PR #1152, opened 2023-02-01
chore: remove dead code

ribasushi:


jacobheun (approved):
Dead indeed! usage was removed in https://github.com/filecoin-project/boost/issues/960.

Issue #1084, opened 2023-01-16
docker devnet -- M1 compatibility and lotus update


LaurenSpiegel:
@airenas and @nonsense , would appreciate your input on these:

1) Lotus's dockerfile has been updated. Is there anything we should do in our setup? See  https://github.com/filecoin-project/lotus/pull/9625

2) @hannahhoward was unable to get the docker to build on an M1 mac with either the make docker/all command or the make docker/all ffi_from_source=1

Error:
unknown-linux-gnu/lib/rustlib/aarch64-unknown-linux-gnu/lib/libcompiler_builtins-6421404651457840.rlib" "-Wl,-Bdynamic" "-lhwloc" "-lOpenCL" "-lgcc_s" "-lutil" "-lrt" "-lpthread" "-lm" "-ldl" "-lc" "-Wl,--eh-frame-hdr" "-Wl,-znoexecstack" "-L" "/usr/local/rustup/toolchains/nightly-2022-05-09-aarch64-unknown-linux-gnu/lib/rustlib/aarch64-unknown-linux-gnu/lib" "-o" "/opt/filecoin/extern/filecoin-ffi/rust/target/debug/deps/filcrypto-bdd4d906adefd5ff" "-Wl,--gc-sections" "-pie" "-Wl,-zrelro,-znow" "-nodefaultlibs"
#12 445.0   = note: collect2: fatal error: ld terminated with signal 9 [Killed]
#12 445.0           compilation terminated.
#12 445.0           
#12 445.0 
#12 445.3 error: could not compile `filcrypto` due to previous error
#12 445.7 + rm -f /tmp/tmp.wqNf8h8H48
#12 445.7 make[1]: *** [Makefile:14: .install-filcrypto] Error 101
#12 445.8 make[1]: Leaving directory '/opt/filecoin/extern/filecoin-ffi'
#12 445.8 make: *** [Makefile:41: build/.filecoin-install] Error 2

jacobheun:
Yeah we need to update our setup, Lotus has consolidated some images so we need to update for that.

jacobheun:
Looks like there's an issue with M1s in the latest lotus setup https://github.com/filecoin-project/lotus/issues/9821

airenas:
> 2\. @hannahhoward was unable to get the docker to build on an M1 mac with either the make docker/all command or the make docker/all ffi_from_source=1

[...]

PR #1157, opened 2023-02-03
Devnet images using Lotus from DockerHub

airenas:
Implemented as requested in  (#1084).
Now building images the first time for devnet should be twice faster.

### Changes
- tested with an official lotus image: [v1.19.0-debug](https://hub.docker.com/layers/filecoin/lotus-all-in-one/v1.19.0-debug/images/sha256-295f057ad0fbae829b168592d486c91e801bcf053e9be95f217869acbb5b8d44?context=explore). The image works out of the box, without any other changes
- updated Makefile to use the official lotus docker image instead of building locally as the default case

## PROBLEM DETAILS
From the data above, output exactly the lines between the one containing "would appreciate your" and the one containing "#12 445.7 + rm -f /tmp/tmp.wqNf8h8H48", counting both of them.

## RESPONSE TO THIS TASK
@airenas and @nonsense , would appreciate your input on these:

1) Lotus's dockerfile has been updated. Is there anything we should do in our setup? See  https://github.com/filecoin-project/lotus/pull/9625

2) @hannahhoward was unable to get the docker to build on an M1 mac with either the make docker/all command or the make docker/all ffi_from_source=1

Error:
unknown-linux-gnu/lib/rustlib/aarch64-unknown-linux-gnu/lib/libcompiler_builtins-6421404651457840.rlib" "-Wl,-Bdynamic" "-lhwloc" "-lOpenCL" "-lgcc_s" "-lutil" "-lrt" "-lpthread" "-lm" "-ldl" "-lc" "-Wl,--eh-frame-hdr" "-Wl,-znoexecstack" "-L" "/usr/local/rustup/toolchains/nightly-2022-05-09-aarch64-unknown-linux-gnu/lib/rustlib/aarch64-unknown-linux-gnu/lib" "-o" "/opt/filecoin/extern/filecoin-ffi/rust/target/debug/deps/filcrypto-bdd4d906adefd5ff" "-Wl,--gc-sections" "-pie" "-Wl,-zrelro,-znow" "-nodefaultlibs"
#12 445.0   = note: collect2: fatal error: ld terminated with signal 9 [Killed]
#12 445.0           compilation terminated.
#12 445.0           
#12 445.0 
#12 445.3 error: could not compile `filcrypto` due to previous error
#12 445.7 + rm -f /tmp/tmp.wqNf8h8H48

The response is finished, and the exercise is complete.